PR #21997, opened 2023-08-16
Refactor `ivy.clip` function

NripeshN:


NripeshN:
ivy-gardner

hello-fri-end (changes requested):
Hey @NripeshN ! Thanks for working on this issue. The way you have tried to fix this problem is not the correct way to go about it. Since `clip` is a primary function, you need to make the change in all the backend implementations of `clip`. For example, numpy already supports one of `x_min` or `x_max` to be `None`, so no update is needed there but in the jax backend it's implemented using `jax.where` so, you should first check that both values are not `None`at the same time, like:
```python
    if x_min is None and x_max is None:
        raise ValueError("At least one of the x_min or x_max must be provided")
```
And then clip the values like :

```python 
if x_max is not None:
x = jnp.where(x > x_max, x_max, x)

if x_min is not None:
return jnp.where(x < x_min, x_min, x)
```

You can use the same idea to update the other backend implementations as well if they don't natively support one of the arguments to be `None`. Finally, you should update the test of `ivy.clip` such that one of `x_min` or `x_max` can be `None`. 

Feel free to request another review when you have made the changes.

NripeshN:
ivy-gardener

ivy-leaves:

Thank you :hugs:

ivy/functional/backends/paddle/manipulation.py
```diff
@@ -446,13 +446,20 @@ def swapaxes(
...
     /,
     *,
     out: Optional[paddle.Tensor] = None,
 ) -> paddle.Tensor:
-    return paddle_backend.minimum(paddle_backend.maximum(x, x_min), x_max)
+    if x_min is None and x_max is None:
+        raise ValueError("At least one of the x_min or x_max must be provided")
+
+    if x_min is not None:
+        x = paddle.maximum(x, x_min)
```
hello-fri-end, line 459:
```suggestion
        x = paddle_backend.maximum(x, x_min)
```

ivy/functional/backends/paddle/manipulation.py
```diff
@@ -446,13 +446,20 @@ def swapaxes(
...
+    if x_max is not None:
+        x = paddle.minimum(x, x_max)
```
hello-fri-end, line 461:
```suggestion
        x = paddle_backend.minimum(x, x_max)
```

hello-fri-end (changes requested):
Could you please update the type hints in the numpy backend and update the test to allow one of `x_min` or `x_max` to be `None`?

hello-fri-end (changes requested):
Awesome work so far, would you please update the tests as well :)

ivy_tests/test_ivy/test_functional/test_core/test_manipulation.py
```diff
@@ -340,13 +340,14 @@ def _basic_min_x_max(draw):
...
-    min_val = draw(helpers.array_values(dtype=dtype[0], shape=()))
-    max_val = draw(
-        helpers.array_values(dtype=dtype[0], shape=()).filter(lambda x: x > min_val)
-    )
+    if random.choice([True, False]):
+        min_val = draw(helpers.array_values(dtype=dtype[0], shape=()))
+        max_val = None
+    else:
+        min_val = None
+        max_val = draw(helpers.array_values(dtype=dtype[0], shape=()))
```
hello-fri-end, line 348: There's no need to use the `random` module for this. It's possible to generate `None` value using hypothesis in the following way:

```python
min_val = draw(st.one_of(st.just(None), helpers.array_values(dtype=dtype[0], shape=()))
max_val = draw(st.one_of(st.just(None), helpers.array_values(dtype=dtype[0], shape=()).filter(lambda x: x > min_val)))
```

hello-fri-end (changes requested):

hello-fri-end:
ivy-gardener

ivy_tests/test_ivy/test_functional/test_core/test_manipulation.py
```diff
@@ -340,9 +339,16 @@ def _basic_min_x_max(draw):
...
+        st.one_of(st.just(None), helpers.array_values(dtype=dtype[0], shape=()))
+    )
     max_val = draw(
-        helpers.array_values(dtype=dtype[0], shape=()).filter(lambda x: x > min_val)
+        st.one_of(
+            st.just(None),
+            helpers.array_values(dtype=dtype[0], shape=()).filter(
+                lambda x: x > min_val
+            ),
+        )
```
ShreyanshBardia, line 351:
```suggestion
           if generate_max:
        scalar = min_val.tolist() if min_val is not None else None
        max_val = draw(
                helpers.array_values(dtype=dtype[0], shape=(),min_value=scalar)
            )
    if min_val is None and max_val is None:
        generate_max = draw(st.booleans())
        if generate_max:
            max_val = draw(helpers.array_values(dtype=dtype[0], shape=()))
        else:
            min_val = draw(helpers.array_values(dtype=dtype[0], shape=()))
```

ShreyanshBardia (commented):
This will make sure either one of them is not None

ivy/functional/backends/tensorflow/manipulation.py
```diff
@@ -336,27 +336,34 @@ def swapaxes(
...
+        if x_max is not None:
+            x_max = tf.cast(x_max, promoted_type)
+
     if tf.size(x) == 0:
         ret = x
     elif x.dtype == tf.bool:
         ret = tf.clip_by_value(tf.cast(x, tf.float16), x_min, x_max)
         ret = tf.cast(ret, x.dtype)
     else:
         ret = tf.clip_by_value(x, x_min, x_max)
```
ShreyanshBardia, line 365:
```suggestion
    if x_min is not None and x_max is not None:
        if tf.size(x) == 0:
            ret = x
        elif x.dtype == tf.bool:
            ret = tf.clip_by_value(tf.cast(x, tf.float16), x_min, x_max)
            ret = tf.cast(ret, x.dtype)
        else:
            ret = tf.clip_by_value(x, x_min, x_max)
    else:
        ret = tf.experimental.numpy.clip(x, x_min, x_max)
```

ShreyanshBardia (commented):
Using tf.experimental.numpy when one of the value is `None`, since `tf.clip_by_value` doesn't accept `None`

ShreyanshBardia:
Hi @hello-fri-end, tensorflow differs from all other frameworks when `x_min > x_max`, so should we standardise this edge case by considering numpy as the standard? Here's an example

```
import numpy as np
import tensorflow as tf

tf.clip_by_value(tf.constant([1,10,13]),12,11)

np.clip([1,10,13],12,11)
```

hello-fri-end:
> Hi @hello-fri-end, tensorflow differs from all other frameworks when `x_min > x_max`, so should we standardise this edge case by considering numpy as the standard, and override tensorflow's behaviour? Here's an example
> 
> ```
> import numpy as np
> import tensorflow as tf
> 
> tf.clip_by_value(tf.constant([1,10,13]),12,11)
> 
> np.clip([1,10,13],12,11)
> ```

Hey @ShreyanshBardia ! Thanks for pointing this out :rocket: It seems that `torch.clamp` also has the same behavior i.e it clips using the `min` value first and then by the `max` value:
```python
import numpy as np
import tensorflow as tf
import torch

print(tf.clip_by_value(tf.constant([1,10,13]),12,11))

print(np.clip([1,10,13],12,11))

print(torch.clamp(torch.tensor([1, 10, 13]), min=12, max=11))
```
```
>>>tf.Tensor([12 12 12], shape=(3,), dtype=int32)
>>>[11 11 11]
>>>tensor([11, 11, 11])
```

Would you please update our implementations to match this behavior? @NripeshN In the tensorflow backend implementation, we can use `tf.experimental.numpy.clip` for all the cases while for jax and paddle, where the function is implemented compositionally, we should clip using `x_min` first and then by `x_max`. You should also update the test where you'd need to remove the condition that `x_max` always needs to greater than `x_min`. Feel free to request another review when you are done. Thanks :)

ivy_tests/test_ivy/test_functional/test_core/test_manipulation.py
```diff
@@ -340,9 +339,21 @@ def _basic_min_x_max(draw):
             available_dtypes=helpers.get_dtypes("numeric"),
         )
     )
-    min_val = draw(helpers.array_values(dtype=dtype[0], shape=()))
+    min_val,max_val = None, None
+    if generate_min:
+        min_val = draw( helpers.array_values(dtype=dtype[0], shape=()))
     max_val = draw(
```
ShreyanshBardia, line 345:
```suggestion
```

ShreyanshBardia: @NripeshN, can you please fix the indentation for `if generate_max`

ShreyanshBardia (commented):
Indentation error

ivy/functional/backends/tensorflow/manipulation.py
```diff
@@ -356,16 +356,16 @@ def clip(
...
+    if cond:
         if tf.size(x) == 0:
             ret = x
         elif x.dtype == tf.bool:
             ret = tf.clip_by_value(tf.cast(x, tf.float16), x_min, x_max)
             ret = tf.cast(ret, x.dtype)
         else:
-            ret = tf.clip_by_value(x, x_min, x_max)
+            ret = tf.experimental.numpy.clip(x, x_min, x_max)
     else:
```
hello-fri-end, line 367: I'm not sure if I follow why we need an else case here since `x_min is not None and x_max is not None and x_min > x_max` case (i.e `not cond`) can be handled by `tf.experimental.numpy.clip` as well, right? Maybe I'm  missing something here..

Also, it looks like the frontend tests are failing because of `cond` with the following error:
```python
E     ValueError: The truth value of an array with more than one element is ambiguous. Use a.any() or a.all()
```

This is because `x_min` and `x_max` can also be arrays.

ivy_tests/test_ivy/test_functional/test_core/test_manipulation.py
```diff
@@ -339,22 +339,18 @@ def _basic_min_x_max(draw):
             available_dtypes=helpers.get_dtypes("numeric"),
         )
     )
-    min_val,max_val = None, None
-    if generate_min:
-        min_val = draw( helpers.array_values(dtype=dtype[0], shape=()))
+    min_val = draw(
+        st.one_of(st.just(None), helpers.array_values(dtype=dtype[0], shape=()))
+    )
     max_val = draw(
```
hello-fri-end, line 345: Can we update `min_val` and `max_val` such that these can be arrays as well? They can be of any shape that is broadcastable to the shape of the input `x`. You should use the broadcast helper functions in the Array helpers section here --> :https://unify.ai/docs/ivy/docs/helpers/ivy_tests.test_ivy.helpers.hypothesis_helpers/ivy_tests.test_ivy.helpers.hypothesis_helpers.array_helpers.html#ivy_tests.test_ivy.helpers.hypothesis_helpers.array_helpers.mutually_broadcastable_shapes

hello-fri-end (changes requested):
Hey @NripeshN ! Awesome work so far, just some minor comments this time. Will be happy to merge once these are resolved :)

ivy/functional/backends/tensorflow/manipulation.py
ShreyanshBardia: Oh right, sorry missed the fact that they could be arrays too, I think `.any` should be able to resolve this. `tf.experimental.numpy.clip` also follows `tf.clip_by_value` behaviour when `x_min>x_max`,  which we discussed in the above comments. I think the only difference is numpy namespace and the fact that it can accept `None`. You can verify this from the following code.
```>>> print(tf.clip_by_value(tf.constant([1,10,13]),12,11))
tf.Tensor([12 12 12], shape=(3,), dtype=int32)
>>> print(tf.experimental.numpy.clip(tf.constant([1,10,13]),12,11))
tf.Tensor([12 12 12], shape=(3,), dtype=int32)
```

hello-fri-end: > Oh right, sorry missed the fact that they could be arrays too, I think `.any` should be able to resolve this. `tf.experimental.numpy.clip` also follows `tf.clip_by_value` behaviour when `x_min>x_max`, which we discussed in the above comments. I think the only difference is numpy namespace and the fact that it can accept `None`. You can verify this from the following code.
> 
> ```
> >>> print(tf.clip_by_value(tf.constant([1,10,13]),12,11))
> tf.Tensor([12 12 12], shape=(3,), dtype=int32)
> >>> print(tf.experimental.numpy.clip(tf.constant([1,10,13]),12,11))
> tf.Tensor([12 12 12], shape=(3,), dtype=int32)
> ```

Ah, that's interesting. I expected `tf.experimental.numpy.clip` to behave exactly the same as `np.clip`.

ivy/functional/backends/numpy/manipulation.py
```diff
@@ -261,13 +261,13 @@ def unstack(
...
-    x_min: Union[Number, np.ndarray],
-    x_max: Union[Number, np.ndarray],
+    x_min: Union[float, int, np.ndarray] = None,
+    x_max: Union[float, int, np.ndarray] = None,
     /,
     *,
     out: Optional[np.ndarray] = None,
 ) -> np.ndarray:
-    return np.asarray(np.clip(x, x_min, x_max, out=out), dtype=x.dtype)
+    return np.clip(x, x_min, x_max, out=out)
```
hello-fri-end, line 270:
```suggestion
    promoted_type = x.dtype
    if x_min is not None:
        promoted_type = ivy.promote_types(promoted_type, x_min.dtype)
    if x_max is not None:
        promoted_type = ivy.promote_types(promoted_type, x_max.dtype)

    return np.asarray(np.clip(x, x_min, x_max, out=out), dtype= promoted_type)
```

This should fix your failing numpy test.

hello-fri-end (changes requested):
Just left a comment that will fix your failing numpy test. Another thing to look into is the following error from the frontend tests:

```
    promoted_type = ivy.as_native_dtype(ivy.promote_types(x.dtype, x_min.dtype))
E   AttributeError: 'float' object has no attribute 'dtype'
```
Since `x_min` and `x_max` can also be `Numbers`, they won't necessarily have the `dtype` attribute. Would you please update all the implementations to check if this attribute is present first and then try to access it.

NripeshN:
ivy-gardener

NripeshN:
ivy-gardener

hello-fri-end (approved):
Looks like the failures in the CI are unrelated to this function now. Feel free to merge it - thanks @NripeshN @ShreyanshBardia :rocket:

··········

--- EXERCISE INSTRUCTIONS ---
Within the data above, how many lines include "random"? The number alone is the answer.

--- RESULT FOR THIS EXERCISE ---
2